# [Description of the task]
From the entries below, copy every line that holds the word "issues".

(Saved data entries)
'''

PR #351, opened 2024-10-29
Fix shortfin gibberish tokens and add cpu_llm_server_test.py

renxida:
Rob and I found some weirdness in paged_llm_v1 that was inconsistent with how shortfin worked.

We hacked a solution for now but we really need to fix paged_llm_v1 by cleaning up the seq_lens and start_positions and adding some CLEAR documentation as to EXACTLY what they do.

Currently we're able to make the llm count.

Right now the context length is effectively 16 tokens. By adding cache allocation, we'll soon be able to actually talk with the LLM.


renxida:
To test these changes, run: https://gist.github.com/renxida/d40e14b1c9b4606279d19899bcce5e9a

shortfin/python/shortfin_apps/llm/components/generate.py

'''
'''

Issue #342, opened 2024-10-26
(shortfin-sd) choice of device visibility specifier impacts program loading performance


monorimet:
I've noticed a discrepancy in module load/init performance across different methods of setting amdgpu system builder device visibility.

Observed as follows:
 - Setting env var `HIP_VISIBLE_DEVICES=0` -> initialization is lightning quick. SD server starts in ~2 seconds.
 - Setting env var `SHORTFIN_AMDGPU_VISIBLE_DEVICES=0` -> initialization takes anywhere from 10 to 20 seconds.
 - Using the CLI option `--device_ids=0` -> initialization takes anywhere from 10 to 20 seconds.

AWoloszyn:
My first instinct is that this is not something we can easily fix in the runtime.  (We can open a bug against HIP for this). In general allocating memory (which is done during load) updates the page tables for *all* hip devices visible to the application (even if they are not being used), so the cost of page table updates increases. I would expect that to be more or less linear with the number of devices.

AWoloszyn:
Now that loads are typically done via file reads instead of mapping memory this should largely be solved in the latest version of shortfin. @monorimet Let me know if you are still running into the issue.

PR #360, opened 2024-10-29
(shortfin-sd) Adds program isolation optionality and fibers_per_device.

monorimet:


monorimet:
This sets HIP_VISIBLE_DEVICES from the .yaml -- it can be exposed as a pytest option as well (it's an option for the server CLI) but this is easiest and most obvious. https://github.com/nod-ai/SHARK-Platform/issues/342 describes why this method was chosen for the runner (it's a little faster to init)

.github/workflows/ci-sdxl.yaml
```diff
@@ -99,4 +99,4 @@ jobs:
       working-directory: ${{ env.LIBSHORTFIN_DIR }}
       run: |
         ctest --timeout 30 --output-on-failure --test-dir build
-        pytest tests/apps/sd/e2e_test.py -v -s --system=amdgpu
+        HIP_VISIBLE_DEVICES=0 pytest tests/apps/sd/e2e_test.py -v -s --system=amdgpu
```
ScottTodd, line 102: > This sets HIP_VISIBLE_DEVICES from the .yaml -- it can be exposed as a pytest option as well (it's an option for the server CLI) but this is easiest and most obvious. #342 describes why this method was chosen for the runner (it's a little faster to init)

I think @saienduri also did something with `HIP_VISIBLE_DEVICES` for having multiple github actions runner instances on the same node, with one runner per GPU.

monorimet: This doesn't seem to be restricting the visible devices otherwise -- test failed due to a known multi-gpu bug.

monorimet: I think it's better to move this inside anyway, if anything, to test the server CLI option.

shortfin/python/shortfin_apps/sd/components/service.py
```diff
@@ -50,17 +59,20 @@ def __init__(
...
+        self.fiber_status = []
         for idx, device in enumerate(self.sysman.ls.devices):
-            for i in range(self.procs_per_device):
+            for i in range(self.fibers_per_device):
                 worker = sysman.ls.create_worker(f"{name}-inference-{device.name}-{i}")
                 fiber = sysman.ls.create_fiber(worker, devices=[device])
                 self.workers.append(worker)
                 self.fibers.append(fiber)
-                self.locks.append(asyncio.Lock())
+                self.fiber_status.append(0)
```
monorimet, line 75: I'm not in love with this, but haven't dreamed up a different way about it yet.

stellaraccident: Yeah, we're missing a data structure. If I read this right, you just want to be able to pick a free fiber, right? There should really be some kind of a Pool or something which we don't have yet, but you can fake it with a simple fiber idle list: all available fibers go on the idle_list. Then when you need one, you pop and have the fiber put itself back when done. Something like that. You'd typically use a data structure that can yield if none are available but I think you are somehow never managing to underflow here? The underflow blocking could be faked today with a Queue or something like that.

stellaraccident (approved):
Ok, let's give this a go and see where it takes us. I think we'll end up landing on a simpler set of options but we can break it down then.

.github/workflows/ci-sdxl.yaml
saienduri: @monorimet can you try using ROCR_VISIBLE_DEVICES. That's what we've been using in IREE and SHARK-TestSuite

'''
'''

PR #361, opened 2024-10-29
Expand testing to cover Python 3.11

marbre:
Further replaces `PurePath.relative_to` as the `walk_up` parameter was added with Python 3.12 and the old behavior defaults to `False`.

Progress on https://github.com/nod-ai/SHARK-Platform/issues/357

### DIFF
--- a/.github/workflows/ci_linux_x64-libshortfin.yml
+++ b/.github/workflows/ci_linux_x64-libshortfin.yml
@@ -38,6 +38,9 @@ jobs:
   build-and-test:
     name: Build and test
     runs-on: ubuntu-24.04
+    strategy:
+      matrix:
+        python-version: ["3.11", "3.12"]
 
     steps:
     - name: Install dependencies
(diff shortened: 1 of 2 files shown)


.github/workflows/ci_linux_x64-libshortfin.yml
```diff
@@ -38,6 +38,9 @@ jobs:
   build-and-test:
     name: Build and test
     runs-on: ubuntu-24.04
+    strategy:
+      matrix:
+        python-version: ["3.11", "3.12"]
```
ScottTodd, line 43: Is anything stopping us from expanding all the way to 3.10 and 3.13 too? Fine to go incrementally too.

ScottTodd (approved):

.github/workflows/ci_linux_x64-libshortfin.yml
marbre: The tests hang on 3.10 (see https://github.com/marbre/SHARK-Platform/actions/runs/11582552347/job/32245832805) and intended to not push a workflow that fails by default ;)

'''

# [Answer for this exercise]
This sets HIP_VISIBLE_DEVICES from the .yaml -- it can be exposed as a pytest option as well (it's an option for the server CLI) but this is easiest and most obvious. https://github.com/nod-ai/SHARK-Platform/issues/342 describes why this method was chosen for the runner (it's a little faster to init)
Progress on https://github.com/nod-ai/SHARK-Platform/issues/357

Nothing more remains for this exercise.